RBI hints at no change in rates

The Reserve Bank of India is unlikely to change the policy rates — the repo and reverse repo rates — in its mid-term review of the monetary policy amid persistent inflationary expectations following copious foreign capital inflows.

Headline inflation has dropped significantly below Reserve Bank of India’s target of 5 per cent for 2007-08 but this is a result of the government deciding not to pass on the increase in oil prices to consumers.

“The Indian basket price of crude oil, which averaged $57 a barrel in February 2007, increased to $75 a barrel in September 2007. Thus, headline inflation has remained suppressed due to a halt in pass-through of higher international prices to domestic prices since February 2007,” RBI noted in its report on Macroeconomic and Monetary Developments released on the eve of the mid-term review of the 2007-08 policy.

The report said the government would also start feeling the pinch of having to issue bonds to oil companies as compensation for losses that accrue from holding the price line. The government has approved Rs 23,458 crore of bonds in 2007-08.

Also, money supply is at a high of 21.8 per cent against the central bank’s target of 17 to 17.5 per cent and copious foreign capital inflows have caused a liquidity glut, which is seen as having significant potential to stoke inflation.
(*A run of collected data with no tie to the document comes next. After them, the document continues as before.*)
PR #399, opened 2020-05-26
Organize the level of theory representation in ARC

alongd:
Added a `Level` class that converts easily to the new Arkane `LevelOfTheory` class to determine freq scale factor and energy corrections.
This class also organizes the different functions related to the level of theory.

This PR also introduces significant changes to `main`, resulting in changes to ARC's API. In particular:
- removed input/restart file load and argument checks, now an input file and the API are indistinguishable in `main` (removed the from_dict method).
- non-backward compatible API changes:
  - `species` (was `arc_species_list`),
  - `reactions` (was `arc_rxn_list`),
  - `arkane_level_of_theory` (was `model_chemistry`, now only refers to the sp level, not freq level),
  - removed `job_additional_options` and `job_shortcut_keywords`, they are included in the `Level` object as an `args` argument
  - removed `solvation`, now included in the `Level` object which can be specified per job  type
  - `thermo_adapter` and `kinetics_adapter` were added, replacing the general `statmech_adapter`
  - `bac_type` specifies `'p'` or `'m'` BAC type (could be `None` for not using BACs), replaced the boolean flag `use_bac`
- changed how level of theories per job type are handled


arc/level.py
```diff
@@ -0,0 +1,397 @@
...
+    """
+    Uniquely defines the settings used for a quantum calculation.
+
+    Args:
+        repr (str, dict, optional): A dictionary or a simple string representation of the level of theory,
+                                    e.g. "wb97xd/def2-tzvp", or {'method': 'b3lyp', 'basis': '6-31g'}.
+        method (str, optional): Quantum chemistry method.
+        basis (str, optional): Basis set.
+        auxiliary_basis (str, optional): Auxiliary basis set for correlated methods.
+        cabs (str, optional): Complementary auxiliary basis set for F12 calculations.
```
oscarwumit, line 29: what about orca's `normalPNO`, `tightPNO` options? Are we going to include that in `args` or we should make an attribute for that?

oscarwumit: Maybe we also need an attribute for empirical dispersion of DFT, sometimes dispersion is not included in the method name. like b3lyp with gd3bj.

arc/level.py
```diff
@@ -0,0 +1,397 @@
...
+
+class Level(object):
+    """
+    Uniquely defines the settings used for a quantum calculation.
+
+    Args:
+        repr (str, dict, optional): A dictionary or a simple string representation of the level of theory,
+                                    e.g. "wb97xd/def2-tzvp", or {'method': 'b3lyp', 'basis': '6-31g'}.
+        method (str, optional): Quantum chemistry method.
+        basis (str, optional): Basis set.
```
oscarwumit, line 27: @dranasinghe once told me that some researchers use their own basis. Maybe the basis attribute can also point to a basis set file?

arc/level.py
```diff
@@ -0,0 +1,397 @@
...
+        auxiliary_basis (str, optional): Auxiliary basis set for correlated methods.
+        cabs (str, optional): Complementary auxiliary basis set for F12 calculations.
+        method_type (str, optional): The level of theory method type (DFT, wavefunction, force field, semi-empirical, or composite).
+        software (str, optional): Quantum chemistry software.
+        software_version (Union[int, float, str], optional): Quantum chemistry software version.
+        solvation_method (str, optional): Solvation method.
+        solvent (str, optional): Solvent.
```
oscarwumit, line 34: What about co-solvents with different vol/mol fraction? Maybe consider something like:
[('methanol', 0.9), ('water', 0.1), ('fraction_type', 'volume[mole]')]
or make a dictionary?

arc/level.py
```diff
@@ -0,0 +1,397 @@
...
+        solvation_scheme_level (Level, optional): A Level class representing the level of theory to calculate a
+                                                  solvation energy correction at.
```
oscarwumit, line 36: Another thought on solvation. For PCM methods, it's possible to specify a single dielectric constant. For SMD methods, it's possible to specify the six solvation parameters in an ESS's input file (or maybe let the ESS read some external file with these parameters like how costume basis works). Maybe we should have some attributes to store these solvent properties/info?

arc/level.py
```diff
@@ -0,0 +1,397 @@
...
+        if self.software is not None:
+            str_ += f', software: {self.software}'
+            if self.software_version is not None:
+                str_ += f', software_version: {self.software_version}'
+        if self.args is not None:
+            str_ += f', args: {self.args}'
+        if self.method_type is not None:
+            str_ += f' ({self.method_type})'
+        return str_
+
```
oscarwumit, line 131: for dlpno, info like `normalPNO`, `tightPNO` might also be useful to print

arc/level.py
```diff
@@ -0,0 +1,397 @@
...
+                self.software = 'qchem'
+            elif 'orca' in supported_ess:
+                self.software = 'orca'
+            elif 'terachem' in supported_ess:
+                self.software = 'terachem'
+        if self.software is None and job_type == 'irc':
+            if 'gaussian' not in supported_ess:
+                raise ValueError(f'Could not find Gaussian to run {job_type}')
+            self.software = 'gaussian'
+        if self.software is None and self.method == 'hf':
```
oscarwumit, line 315: Please check out #398 
 and https://github.com/ReactionMechanismGenerator/ARC/pull/398/commits/db67a5693c9d7da83eb1fe8e89cc68a7c95ad4b0
We should aim to replace long lines of if-else rules with simple functions for maintainability and extensibility.

arc/level.py
```diff
@@ -0,0 +1,397 @@
...
+        Determine the type of a model chemistry:
+        DFT, wavefunction, force field, semi-empirical, or composite
+        """
+        wave_function_methods = ['hf', 'cc', 'ci', 'mp2', 'mp3', 'cp', 'cep', 'nevpt', 'dmrg', 'ri', 'cas', 'ic', 'mr',
+                                 'bd', 'mbpt']
+        semiempirical_methods = ['am', 'pm', 'zindo', 'mndo', 'xtb', 'nddo']
+        force_field_methods = ['amber', 'mmff', 'dreiding', 'uff', 'qmdff', 'gfn', 'gaff', 'ghemical', 'charmm', 'ani']
+        # all composite methods supported by Gaussian
+        composite_methods = ['cbs-4m', 'cbs-qb3', 'rocbs-qb3', 'cbs-apno', 'w1u', 'w1ro', 'w1bd', 'g1', 'g2', 'g3',
+                             'g4', 'g2mp2', 'g3mp2', 'g3b3', 'g3mp2b3', 'g4mp2', 'cbs-qb3-paraskevas']
```
oscarwumit, line 236: Are we using `cbs-qb3-paraskevas` anywhere in ARC? I think this should be assigned to `arkane_model_chemistry` but not `level_of_theory` as it's not really a method keyword that ESS understands, it's just a flag for letting Arkane know which BAC to use. I think we should not mix `cbs-qb3-paraskevas` with actual qm methods.

arc/level.py
amarkpayne: Currently this is implemented in args. The args variable was meant for things like tolerances, which tightPNO sort of falls into.

Adding an attribute for dispersion I think could be a good idea. Right now b3lyp with gd3bj is listed as `method=b3lypd3bj`, but having it as a different attribute is more flexible. This would need to be implemented on RMG-Py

Against this background, key policy rates are likely to be kept unchanged at 7.75 per cent (the repo rate, at which RBI provides liquidity to banks) and 6 per cent (the reverse repo rate, at which liquidity is absorbed from banks), according to analysts.

Though overall credit growth has slowed to 23 per cent year-on-year in October 2007 from 28 per cent in 2006-07, demand for credit from the industrial sector has remained high. The slowdown has been largely because of a slump in demand from interest-rate sensitive sectors, including housing.

Analysts said this should offer RBI some comfort as its objective is to ensure that the genuine credit needs of industry are met and also because banks are likely to marginally lower interest rates on deposits.